Taiwan admonishes Beijing after China's Xi pledges reunification
Taipei, July 1 (CNA) Taiwan's top government agency handling relations with China on Thursday admonished the Chinese Communist Party (CCP) after its leader Xi Jinping (習近平) pledged to reunify with Taiwan, during an event to celebrate the centenary of the CCP.
In a statement, Taiwan's Mainland Affairs Council (MAC) acknowledged the CCP's achievement in advancing China's economy, but criticized it for breaching democracy and human rights with its one-party system.
The MAC accused the CCP of tightening its dictatorship in the name of national rejuvenation internally, and attempting to alter the international order with its hegemonic ambitions externally.
"We urge the other side of the strait to learn from history and push for democratic reforms," the MAC said, calling on the CCP to stop expansionist behavior and to act as a responsible party in promoting regional peace.
In terms of cross-strait issues, the MAC said Taiwan's democratic values differs from those of the CCP, stressing that mutual respect and understanding are needed for a better cross-strait relationship.
The MAC urged Beijing to stop military coercion and political oppression against Taiwan, stressing Taiwan's resolve to defend its sovereignty.
The statement was issued in response to remarks by Chinese President and CCP General Secretary Xi, during celebrations to to commemorate the centenary of the CCP in Beijing that "resolving the Taiwan issue and realizing China's peaceful reunification is a historic mission and an unshakable commitment of the CCP."
Beijing sees Taiwan as a breakaway province after the Chiang Kai-shek (蔣介石) government relocated to the island in 1949 after losing the Chinese civil war.
Meanwhile, the Human Rights Network for Tibet and Taiwan (HRNTT), a coalition of civil groups supporting human rights in Tibet, said in a statement that as the CCP marks its centenary, it should not be forgotten that the Tibetan people have been fighting CCP oppression for the past seven decades.
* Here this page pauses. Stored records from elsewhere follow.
PR #10012, opened 2026-05-23
Feat: Support localleader (#3382)

### LINKED ISSUE #3382: Support localleader
In addition to the `leader`,  could `localleader` also be supported? This would be benefit to me as I want to map my existing vim keymap to VSCode.

dheerusri324:
This PR adds support for the `<localleader>` keymap, acting analogously to the existing `<leader>` configuration. 

In Vim, `<localleader>` provides a prefix key for buffer-local or filetype-local mappings (often `,` or `\`), separate from the global `<leader>`. Users often rely heavily on these mappings in their existing `.vimrc` configurations, and previously, they could not easily port those configurations into VSCodeVim without manual translations.

This PR implements `<localleader>` across the entire codebase to mirror the precise functionality of `<leader>`, including:
- Exposing the `vim.localleader` extension setting (`\` by default, same as Vim).
- Resolving `<localleader>` securely through key normalization (`Notation.NormalizeKey`) and execution action loops (`CompareKeypressSequence`).
- Integrating with the `.vimrc` Vimscript parser so `<localleader>` is fully supported in user map configurations.
- Accurately processing `<localleader>` replacement during UI rendering (`showcmd` status).
- Enabling TextMate syntax highlighting for `<LocalLeader>` within `.vim` files.

fixes #3382

**Special notes for reviewer**:
* All changes strictly adhere to the pre-existing `<leader>` implementation structure. `NormalizeKey` and `printableKey` have updated signatures to accept an optional third argument for `localLeaderKey`.
* Inside `recordedState.ts` getters, `localleader` display replacements explicitly run *before* `leader` replacements conditionally to prevent collision clobbering when both variables default to the identical `\` key sequence.
* Tested the integration locally in both normal user configuration bounds and custom remapping contexts to verify functionality.


src/vimscript/parserUtils.ts
```diff
@@ -93,9 +93,10 @@ export const fileCmdParser: Parser<FileCmd | undefined> = string('+')
 
 // TODO: re-create parser when leader changes
 const leaderParser = regexp(/<leader>/).map(() => configuration.leader); // lazy evaluation of configuration.leader
+const localleaderParser = regexp(/<localleader>/).map(() => configuration.localleader);
```
J-Fields, line 96: Shouldn't need to use `regexp` for either of these - just `parsimmon.string`

src/configuration/notation.ts
```diff
@@ -40,7 +40,7 @@ export class Notation {
    * and converts the characters to their literals
    * (e.g. <space>, <cr>, <leader>)
    */
-  public static NormalizeKey(key: string, leaderKey: string): string {
+  public static NormalizeKey(key: string, leaderKey: string, localLeaderKey?: string): string {
```
J-Fields, line 43: Why is `localLeaderKey` optional?

src/vimscript/parserUtils.ts
J-Fields: Except, maybe they're meant to be case insensitive? In that case they need the `i` flag

src/configuration/notation.ts
J-Fields: If it shouldn't be, we can do something like this so callers can just pass the config
```suggestion
  public static NormalizeKey(key: string, leaderKeys: {leader: string, localleader: string}): string {
```

src/vimscript/parserUtils.ts
dheerusri324: Good catch! Vim key notations are indeed case-insensitive. I've updated both leader and localleader to use the /i regex flag so it properly handles <Leader>, <LEADER>, etc.

src/configuration/notation.ts
dheerusri324: Great suggestion, this is much cleaner. I've updated the signature to accept the object leaderKeys: { leader: string, localleader: string } and updated the call sites across the codebase to pass the configuration object. I also applied this same pattern to printableKey to keep things consistent.

dheerusri324:
Hi @J-Fields, it should be good to go now!
I pulled down the recent merges from master and fixed the resulting build errors. I added the missing localleader property to the testConfiguration.ts mock so the interface matches, and I also went ahead and patched the glob v11 API update in test/index.ts that was causing the CI to fail on the master merge.
The local build, lint, and tests are all passing!

dheerusri324:
Hi @J-Fields,
First, I want to sincerely apologize for all the back-and-forth on this, and thank you again for your patience and guidance!
I finally tracked down the CI issue. It turns out the test environment actually pulls in glob v7 transitively, rather than v11. 
Because v7 doesn't return a Promise, my async approach was failing the updated, stricter ESLint rules. I've reverted the test runner to use the v7 callback API, which fully resolved the type errors.
To be absolutely sure before pinging you again, I set up a test PR on my own fork and confirmed that the ubuntu-latest build now passes completely green. This is ready for another look whenever you have the time. Thanks again!

PR #140, opened 2022-08-05
Restructure tests

### LINKED ISSUE #88: Tests require larges files as fixtures
I've been trying to run and debug the main branch's tests with `pytest`, and I think a large fraction of the testing time is spent downloading the test files from zenodo. 

Surprisingly, the GitHub actions tests run quickly. Does GitHub keep a copy somewhere? Can I use a local copy for the tests?

Possible solutions (in my rough order of preference) are:

**1) Use smaller test files.** This would be best for running fast tests, but maybe some of the tests depend on large files? My intuition says this is the best option since the testing should be quick, easy, and as local as possible. This could be an easy-ish fix by using a small FOV within the same data and adding that data (a few MBs) to the repo. 

**2) Continue to use the same files,** but report the download progress to the tester. I thought the tests were broken until I dug through the code and noticed that the downloads were the bottleneck. Should be a fairly easy addition if we choose this. 

**3) Be patient with the tests.** Definitely possible, but my machine is currently taking 5 mins to run a single test (~10 mins for all of them) because it downloads the files each time. 

If I'm doing something dumb, then I'll make the testing workflow clearer in the docs https://github.com/mehta-lab/recOrder/wiki#development-tools

ieivanov:
fixes #88

### DIFF
--- a/recOrder/io/zarr_converter.py
+++ b/recOrder/io/zarr_converter.py
@@ -6,9 +6,8 @@ from waveorder.io.writer import WaveorderWriter
 from waveorder.io.reader import WaveorderReader
 from recOrder.preproc.pre_processing import get_autocontrast_limits
 from recOrder.io.utils import create_grid_from_coordinates
-import glob
+import copy
 import json
-import warnings
 
 
 class ZarrConverter:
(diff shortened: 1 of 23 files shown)


ieivanov:
Notes: in zarr_converter.py change 
self.data_type = data_type -> self.reader.data_type
self.dtype = self.reader.reader.dtype -> self.reader.dtype

ieivanov:
@talonchandler this PR is ready for review

recOrder/io/zarr_converter.py
```diff
@@ -19,31 +18,41 @@ class ZarrConverter:
     for tiled acquisitions)
     """
 
-    def __init__(self, input, output, data_type=None, replace_position_names=False, format_hcs=False):
+    def __init__(self, input_dir, output_dir, data_type=None, replace_position_names=False, format_hcs=False):
```
talonchandler, line 21: Much clearer name choice. 

I think the user-facing command-line options should match this choice, but that will break backwards compatibility, so I'll mark it as a 1.0.0 change.

recOrder/io/zarr_converter.py
```diff
@@ -19,31 +18,41 @@ class ZarrConverter:
...
+        replace_position_names: bool
+        format_hcs: bool
+        """
 
         # Add Initial Checks
-        if len(glob.glob(os.path.join(input, '*.tif'))) == 0:
-            raise ValueError('Specific input contains no .tif files, please specify a valid input directory')
-        if not output.endswith('.zarr'):
+        # if len(glob.glob(os.path.join(input, '*.tif'))) == 0:
+        #     raise ValueError('Specific input contains no .tif files, please specify a valid input directory')
```
talonchandler, line 38: Still worth keeping? I've seen this error as a user when I wasn't sure if I should give a file or a directory (your appending `_dir` to helps this problem), and I think I'd prefer this message over a cryptic IO failure if I accidentally supplied a folder without any tifs.

talonchandler (approved):

recOrder/io/zarr_converter.py
talonchandler: See #147

talonchandler:
Ready to go from my perspective! Looks great, @ieivanov.

recOrder/io/zarr_converter.py
ieivanov: I think this check should be implemented in the reader, rather than the converter, the reader should decide if the data format is valid. For example, pycromanager datasets are structures as `input_dir/Full Resolution/*.tif`. The waveorder `MicromanagerOmeTiffReader` implements this check here: https://github.com/mehta-lab/waveorder/blob/cbdba709594649a3eac50ea7c9adc8ec71c0d0cf/waveorder/io/multipagetiff.py#L23-L25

The HRNTT said Tibet was once a sovereign state with a unique religious, culture and political heritage, but that situation changed after Chinese forces "invaded" Tibet in 1949.
The Tibetan people lost their freedom in 1951 after the 14th Dalai Lama was forced to sign the Seventeen Point Agreement with the Chinese government, the HRNTT added.
It also lamented that the CCP has hung a huge tarpaulin decorated with messages celebrating the CCP's centenary outside the Potala Palace since June 29 and forbidden the Tibetan people from taking ritual walks around the place.
"Such actions have blasphemed the religious center of the Tibetan people. The CCP has made us sad and angry," HRNTT President Tashi Tsering told CNA during a rally held in Taipei earlier in the day.